Labour pains

**warning, this post a) is quite long and b) gets quite explicit in places**

I just want you to know that while looking for an image to use, I saw some things
I just want you to know that while looking for an image to use, I saw some things

Ha. Psych! You thought this was another post about the Labour Party, didn’t you? With a pithy double-entendre title? Sorry to disappoint the avid political readers of this blog, but this post is about literal labour pains. Mine. So if the thought of a Mummy-blog brings you out in hives, you’d better pop off to one of the more esoteric posts, stat.

I spent most of my pregnancy being regaled with horror stories about labour (why do people feel the need to DO that? They always end up by saying, “Oh, haha, but I probably shouldn’t be telling you that. I’m sure you’ll be FINE. Hahahaha.”). So I wanted to do a post about what it can be like. It isn’t always a horror-show that leaves all parties traumatised but bravely stating “it’s all worth it in the end”. Nor do you need to swing to the other end of the spectrum – offering a prayer to Gaia and chucking your placenta on the BBQ while your baby takes its first nap.

I should offer a disclaimer here, though – I in no way intend to say this is what labour is like for everyone. People can get all Tiger-Mama on this shit, so please understand I’m not trying to say I know any better than anyone else – what follows is purely my own experience.

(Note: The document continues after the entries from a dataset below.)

PR #40315, opened 2022-08-25
Adjust OC_VersionString to more closely match the git tag

phil-davis:
## Description
The git tag is `v10.11.0-beta.1` which matches the pattern at item 9 of https://semver.org/ - good.

IMO we can keep the value in `version.php` in this format also. It is still "human-readable" and also it will get parsed correctly by any automated code that looks at it.

## How Has This Been Tested?
N/A

## Types of changes
- [ ] Technical debt

## Checklist:
- [ ] Code changes
- [ ] Unit tests added
- [ ] Acceptance tests added

### DIFF
--- a/version.php
+++ b/version.php
@@ -27,8 +27,8 @@
 // when updating major/minor version number.
 $OC_Version = [10, 11, 0, 3];
 
-// The human readable string
-$OC_VersionString = '10.11.0 beta 1';
+// The human-readable string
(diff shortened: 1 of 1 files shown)


jnweiger (approved):
thnaks.
I had spelled the vesions with whitespace so far, to make it less technical and more suited for human consumption.
It only affects prereleases, so no objectsions to use semver string here too.

PR #40328, opened 2022-09-02
[tests-only][full-ci]Refactor code to reuse code in `ocis`

SagarGi:
### Description
This PR adds some code adjustment (in core) so that the code can be reused in ocis (If any new implementation is done). Since as of now we are duplicating the same code in core as well as in ocis.

We have a `favourite.feature` feature in ocis where we have been duplicating code so for reference i have tried to reduce the code in `ocis` for the feature so that it uses code (resource) already in core (for reducing code duplication). Follow this PR https://github.com/owncloud/ocis/pull/4492

## Related Issue
No related Issue So far since this is a sample PR (After approval) a separate issue is made for refactoring and code reuse from core for ocis implementation.

## How Has This Been Tested?

- Locally
- CI

## Types of changes

- [ ] Technical debt

## Checklist:

- [x] Code changes
- [ ] Unit tests added
- [ ] Acceptance tests added

### DIFF
--- a/tests/TestHelpers/WebDavHelper.php
+++ b/tests/TestHelpers/WebDavHelper.php
@@ -40,7 +40,7 @@ class WebDavHelper {
 	public const DAV_VERSION_OLD = 1;
 	public const DAV_VERSION_NEW = 2;
 	public const DAV_VERSION_SPACES = 3;
-	public static $SPACE_ID_FROM_OCIS = null;
+	public static $SPACE_ID_FROM_OCIS = '';
 
 	/**
 	 * @var array of users with their different spaces ids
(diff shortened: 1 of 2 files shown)


SagarGi:
NOTE: We can do like this instead of creating extra helper function to reuse then code from ocis. If feasible then we can go ahead and refactor where code duplication has been done.

SwikritiT (commented):
LGTM.

tests/TestHelpers/WebDavHelper.php
```diff
@@ -40,6 +40,7 @@ class WebDavHelper {
 	public const DAV_VERSION_OLD = 1;
 	public const DAV_VERSION_NEW = 2;
 	public const DAV_VERSION_SPACES = 3;
+	public static $SPACE_ID_FROM_OCIS = '';
```
phil-davis, line 43: Because this is public, this means that we can set the value of `$SPACE_ID_FROM_OCIS` directly from the test code whenever we want - usually when the step is doing something for a Project Space.

phil-davis (approved):
Looks OK - let's merge this and we can see what the refactoring of oCIS local API tests looks like. We can adjust again if we need to...

tests/TestHelpers/WebDavHelper.php
SagarGi: @phil-davis yes an example is here https://github.com/owncloud/ocis/pull/4492 in this PR

PR #40334, opened 2022-09-05
Move view versions author setting (config.sample.php)

mmattel:
This is just a small change and moved the config setting `file_storage.save_version_author` to the correct location of Files Versions. No content change, move only.

@jnweiger would be great to get this into 10.11 (if possible)

Referencing: [Add recent core changes](https://github.com/owncloud/docs-server/pull/600#top)

I will do an config-to-docs run post merging.

@pmaier1 fyi

### DIFF
--- a/config/config.sample.php
+++ b/config/config.sample.php
@@ -705,6 +705,13 @@ $CONFIG = [
 'versions_retention_obligation' => 'auto',
 
 /**
+ * Save and display the author of each version of uploaded and edited files.
+ *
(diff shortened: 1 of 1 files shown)


phil-davis (approved):
LGTM - I will make a PR to `release-10.11.0`
I don't see a problem with including this among other things that are to be put into the release.

phil-davis:
Cherry-picked to `relese-10.11.0` in PR #40340

PR #40333, opened 2022-09-05
[full-ci] [10.11.0] Allow editing of public link shared single files 10.11

phil-davis:
## Description
This is the same as #40317 but targeted at `release-10.11.0` branch.

## How Has This Been Tested?
CI

## Types of changes
- [ ] Bug fix (non-breaking change which fixes an issue)
- [x] New feature (non-breaking change which adds functionality)
- [ ] Database schema changes (next release will require increase of minor version instead of patch)
- [ ] Breaking change (fix or feature that would cause existing functionality to change)
- [ ] Technical debt
- [ ] Tests only (no source changes)

## Checklist:
- [ ] Code changes
- [ ] Unit tests added
- [ ] Acceptance tests added
- [ ] Documentation ticket raised: <link> 
- [x] Changelog item, see [TEMPLATE](https://github.com/owncloud/core/blob/master/changelog/TEMPLATE)

PR #40317, opened 2022-08-25
Allow editing of public link shared single files

phil-davis:
## Description
This feature was initially in PR #40264 which was merged to master. It was reverted in PR #40312 because it is not yet for release.
PR #40283 also made some minor adjustments to skip tags on new/changed acceptance tests.

This PR is a cherry-pick of the commits from #40264 and #40283 - I will leave the PR in draft mode until after 10.11.0 release.

## Related Issue
https://github.com/owncloud/enterprise/issues/5274

## How Has This Been Tested?
CI

## Types of changes
- [ ] Bug fix (non-breaking change which fixes an issue)
- [x] New feature (non-breaking change which adds functionality)
- [ ] Database schema changes (next release will require increase of minor version instead of patch)
- [ ] Breaking change (fix or feature that would cause existing functionality to change)
- [ ] Technical debt
- [ ] Tests only (no source changes)

## Checklist:
- [ ] Code changes
- [ ] Unit tests added
- [ ] Acceptance tests added
- [ ] Documentation ticket raised: <link> 
- [ ] Changelog item, see [TEMPLATE](https://github.com/owncloud/core/blob/master/changelog/TEMPLATE)

PR #40342, opened 2022-09-06
[full-ci] [10.11.0] Allow editing of public link shared single files 10.11

phil-davis:
Replacement PR for #40333


phil-davis:
@jnweiger @mrow4a I have adjusted the acceptance tests and JS tests - I only had to change things that were due to the name changes of some DOM elements, so that was good. I think that CI will pass now.

Please review, and merge whenever you like.

CC @pmaier1

jnweiger (approved):
Looks very similar to the earlier #40333 and #40317 -- OK.

PR #40324, opened 2022-08-31
[tests-only] [full-ci] Try tests with PHP 8.0

phil-davis:
a) CI passed for PHP 7.4 with Ubuntu 20.04
b) I have just pushed the commits to run tests with PHP 8.0

https://php.watch/versions/8.0

PR #40354, opened 2022-09-12
PHP 8.0 with DBAL 3

phil-davis:
On top of #40324 

- change `doctrine/dbal` from major version 2 to 3. https://github.com/doctrine/dbal/releases/tag/3.4.4


phil-davis:
Note: https://www.doctrine-project.org/2020/11/17/dbal-3.0.0.html

"We intend to support DBAL 2.12 a while longer, including support for the upcoming PHP 8.0, so that there is no rush for you to upgrade to DBAL 3."

"Deprecated methods in DBAL 2.12 are tagged with the @deprecated doc-block and static analysis tools such as Psalm, PHPStan and Phan can already help you detect using or calling this deprecated code in your application."

So there should not be a need to do this major version upgrade until later. PHP 8 support does not depend on it.

PR #16, opened 2011-10-17
add auth hooks

ccyphers:
Adding --auth_hook option.  This allows
one to filter request on the initial handshake
based on the JS sending an additional string in in the
protocol list:

websocket = new WebSocket(uri, ['base64', user + '-----' + auth])

This allows one to host the html/js under one type of appserver, integrating into the rest of their site's content and to set the two cookies fed to WebSocket.  Then whtn the ws or wss handshake takes place, websocket.py, can call the auth_hook and disconnect if not authorized.  The --auth_hook is simply an external application the user writes which exits with 0 if allowed.

### DIFF
--- a/websocket.py
+++ b/websocket.py
@@ -16,11 +16,11 @@ as taken from http://docs.python.org/dev/library/ssl.html#certificates
 
 '''
 
-import os, sys, time, errno, signal, socket, traceback, select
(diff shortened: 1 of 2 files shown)


DirectXMan12:
Closing due to no response.

For future reference: this can be implemented in terms of #162

PR #54, opened 2012-08-28
Allow sourcing data from stdin/stdout

engie:
These changes allow sourcing data from stdin to share out to a websocket client. For example:
    ./gen_data.sh | ./websockify 1234
To allow this:
* Logging messages is sent to stderr
* If websockify is using stdin/stdout (target_local = true) then only allow one client to connect at a time


DirectXMan12:
closing due to no response

Issue #87, opened 2013-07-24
Enhancement - Replace print() logging with Python logging


rohitkode:
Currently all logging is done via the print function, which writes to console by default.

So on Tuesday, 16 September, I woke at 6am with some period-like cramps. This was two days before my pregnancy hit the 40-week mark. Mr Grumbley had left for work half an hour earlier (5.30am, people… INSANE, right??), and I curled up with the cats and went back to sleep for a bit.

I was due to go for a foetal wellbeing scan in Porirua in the early afternoon, to check that the baby was all good, with a good amount of amniotic fluid. On that note, did you know one of the technical terms for it is ‘liquor’ – what a cruel joke after 9 months without whiskey – how come the little toe-rag gets liquor while I have to go without? I’d asked my dad to drive me, as I had visions of waters breaking in the car while on the motorway, with me unable to do jack about it. I wasn’t sure what the cramps signified, though they seemed to be reasonably close together. I sent a text to my midwife, Noreen, to ask if it was still safe to have a scan if I did happen to be in labour, and also if the sonographer would be able to tell me whether I was or not, as I had no clue what was going on in my nethers. She said I should still have the scan – that I could be in early labour but it may be some days away yet, and it would be good to get the information from the ultrasound. Unfortunately, she said they wouldn’t be able to tell me if it was labour or not. Ripped off.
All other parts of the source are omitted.